**DATA FOR THIS EXERCISE**
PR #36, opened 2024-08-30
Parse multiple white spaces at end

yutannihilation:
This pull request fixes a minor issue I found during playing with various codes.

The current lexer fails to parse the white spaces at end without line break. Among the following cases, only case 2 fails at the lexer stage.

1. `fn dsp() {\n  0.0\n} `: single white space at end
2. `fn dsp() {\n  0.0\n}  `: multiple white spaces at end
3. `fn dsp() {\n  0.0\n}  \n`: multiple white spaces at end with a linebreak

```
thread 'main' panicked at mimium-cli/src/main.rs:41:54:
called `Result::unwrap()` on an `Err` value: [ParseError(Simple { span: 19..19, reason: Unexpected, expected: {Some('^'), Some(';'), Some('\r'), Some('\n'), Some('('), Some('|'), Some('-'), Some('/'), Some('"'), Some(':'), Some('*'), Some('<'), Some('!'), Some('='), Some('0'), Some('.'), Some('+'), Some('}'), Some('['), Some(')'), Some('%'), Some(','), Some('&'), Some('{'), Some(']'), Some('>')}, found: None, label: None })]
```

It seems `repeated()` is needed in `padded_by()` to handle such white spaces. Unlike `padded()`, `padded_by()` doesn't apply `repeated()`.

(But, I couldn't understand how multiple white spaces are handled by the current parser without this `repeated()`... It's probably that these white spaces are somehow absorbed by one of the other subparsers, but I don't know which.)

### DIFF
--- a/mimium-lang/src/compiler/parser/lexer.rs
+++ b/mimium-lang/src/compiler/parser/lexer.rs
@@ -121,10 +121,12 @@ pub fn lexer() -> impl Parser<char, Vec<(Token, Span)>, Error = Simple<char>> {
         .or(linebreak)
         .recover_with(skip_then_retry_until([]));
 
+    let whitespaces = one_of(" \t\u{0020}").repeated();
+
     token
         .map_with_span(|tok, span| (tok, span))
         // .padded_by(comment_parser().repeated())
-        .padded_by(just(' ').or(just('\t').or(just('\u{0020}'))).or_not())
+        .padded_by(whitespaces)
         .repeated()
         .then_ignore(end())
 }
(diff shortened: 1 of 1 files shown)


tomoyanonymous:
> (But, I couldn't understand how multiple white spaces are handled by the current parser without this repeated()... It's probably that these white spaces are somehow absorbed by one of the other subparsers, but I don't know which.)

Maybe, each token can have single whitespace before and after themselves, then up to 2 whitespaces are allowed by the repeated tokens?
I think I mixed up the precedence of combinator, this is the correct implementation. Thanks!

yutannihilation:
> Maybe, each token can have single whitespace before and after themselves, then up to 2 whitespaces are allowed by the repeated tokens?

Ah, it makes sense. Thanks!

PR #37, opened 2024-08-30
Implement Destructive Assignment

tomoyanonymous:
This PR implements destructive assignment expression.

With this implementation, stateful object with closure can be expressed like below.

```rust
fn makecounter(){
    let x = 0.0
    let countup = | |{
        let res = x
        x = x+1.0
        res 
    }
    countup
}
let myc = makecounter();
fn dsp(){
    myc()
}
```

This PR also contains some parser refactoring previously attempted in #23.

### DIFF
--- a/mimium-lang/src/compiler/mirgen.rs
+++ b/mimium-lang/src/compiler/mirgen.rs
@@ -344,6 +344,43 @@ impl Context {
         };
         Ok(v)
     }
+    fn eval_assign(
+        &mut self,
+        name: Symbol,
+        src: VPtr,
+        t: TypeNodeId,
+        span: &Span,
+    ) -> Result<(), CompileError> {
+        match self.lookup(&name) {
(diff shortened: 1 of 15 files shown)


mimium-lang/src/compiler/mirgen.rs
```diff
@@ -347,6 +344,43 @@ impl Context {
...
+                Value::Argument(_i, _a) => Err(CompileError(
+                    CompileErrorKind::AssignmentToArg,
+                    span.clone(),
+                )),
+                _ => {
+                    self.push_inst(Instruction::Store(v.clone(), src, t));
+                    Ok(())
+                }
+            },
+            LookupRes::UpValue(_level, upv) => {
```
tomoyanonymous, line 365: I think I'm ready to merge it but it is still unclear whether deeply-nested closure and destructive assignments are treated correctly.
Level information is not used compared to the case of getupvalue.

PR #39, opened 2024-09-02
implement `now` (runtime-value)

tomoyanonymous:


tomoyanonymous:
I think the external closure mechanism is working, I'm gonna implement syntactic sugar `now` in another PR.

**EXERCISE DETAILS**
Going line by line, repeat the whole listing exactly.

**SOLVED PROBLEM**
PR #36, opened 2024-08-30
Parse multiple white spaces at end

yutannihilation:
This pull request fixes a minor issue I found during playing with various codes.

The current lexer fails to parse the white spaces at end without line break. Among the following cases, only case 2 fails at the lexer stage.

1. `fn dsp() {\n  0.0\n} `: single white space at end
2. `fn dsp() {\n  0.0\n}  `: multiple white spaces at end
3. `fn dsp() {\n  0.0\n}  \n`: multiple white spaces at end with a linebreak

```
thread 'main' panicked at mimium-cli/src/main.rs:41:54:
called `Result::unwrap()` on an `Err` value: [ParseError(Simple { span: 19..19, reason: Unexpected, expected: {Some('^'), Some(';'), Some('\r'), Some('\n'), Some('('), Some('|'), Some('-'), Some('/'), Some('"'), Some(':'), Some('*'), Some('<'), Some('!'), Some('='), Some('0'), Some('.'), Some('+'), Some('}'), Some('['), Some(')'), Some('%'), Some(','), Some('&'), Some('{'), Some(']'), Some('>')}, found: None, label: None })]
```

It seems `repeated()` is needed in `padded_by()` to handle such white spaces. Unlike `padded()`, `padded_by()` doesn't apply `repeated()`.

(But, I couldn't understand how multiple white spaces are handled by the current parser without this `repeated()`... It's probably that these white spaces are somehow absorbed by one of the other subparsers, but I don't know which.)

### DIFF
--- a/mimium-lang/src/compiler/parser/lexer.rs
+++ b/mimium-lang/src/compiler/parser/lexer.rs
@@ -121,10 +121,12 @@ pub fn lexer() -> impl Parser<char, Vec<(Token, Span)>, Error = Simple<char>> {
         .or(linebreak)
         .recover_with(skip_then_retry_until([]));
 
+    let whitespaces = one_of(" \t\u{0020}").repeated();
+
     token
         .map_with_span(|tok, span| (tok, span))
         // .padded_by(comment_parser().repeated())
-        .padded_by(just(' ').or(just('\t').or(just('\u{0020}'))).or_not())
+        .padded_by(whitespaces)
         .repeated()
         .then_ignore(end())
 }
(diff shortened: 1 of 1 files shown)


tomoyanonymous:
> (But, I couldn't understand how multiple white spaces are handled by the current parser without this repeated()... It's probably that these white spaces are somehow absorbed by one of the other subparsers, but I don't know which.)

Maybe, each token can have single whitespace before and after themselves, then up to 2 whitespaces are allowed by the repeated tokens?
I think I mixed up the precedence of combinator, this is the correct implementation. Thanks!

yutannihilation:
> Maybe, each token can have single whitespace before and after themselves, then up to 2 whitespaces are allowed by the repeated tokens?

Ah, it makes sense. Thanks!

PR #37, opened 2024-08-30
Implement Destructive Assignment

tomoyanonymous:
This PR implements destructive assignment expression.

With this implementation, stateful object with closure can be expressed like below.

```rust
fn makecounter(){
    let x = 0.0
    let countup = | |{
        let res = x
        x = x+1.0
        res 
    }
    countup
}
let myc = makecounter();
fn dsp(){
    myc()
}
```

This PR also contains some parser refactoring previously attempted in #23.

### DIFF
--- a/mimium-lang/src/compiler/mirgen.rs
+++ b/mimium-lang/src/compiler/mirgen.rs
@@ -344,6 +344,43 @@ impl Context {
         };
         Ok(v)
     }
+    fn eval_assign(
+        &mut self,
+        name: Symbol,
+        src: VPtr,
+        t: TypeNodeId,
+        span: &Span,
+    ) -> Result<(), CompileError> {
+        match self.lookup(&name) {
(diff shortened: 1 of 15 files shown)


mimium-lang/src/compiler/mirgen.rs
```diff
@@ -347,6 +344,43 @@ impl Context {
...
+                Value::Argument(_i, _a) => Err(CompileError(
+                    CompileErrorKind::AssignmentToArg,
+                    span.clone(),
+                )),
+                _ => {
+                    self.push_inst(Instruction::Store(v.clone(), src, t));
+                    Ok(())
+                }
+            },
+            LookupRes::UpValue(_level, upv) => {
```
tomoyanonymous, line 365: I think I'm ready to merge it but it is still unclear whether deeply-nested closure and destructive assignments are treated correctly.
Level information is not used compared to the case of getupvalue.

PR #39, opened 2024-09-02
implement `now` (runtime-value)

tomoyanonymous:


tomoyanonymous:
I think the external closure mechanism is working, I'm gonna implement syntactic sugar `now` in another PR.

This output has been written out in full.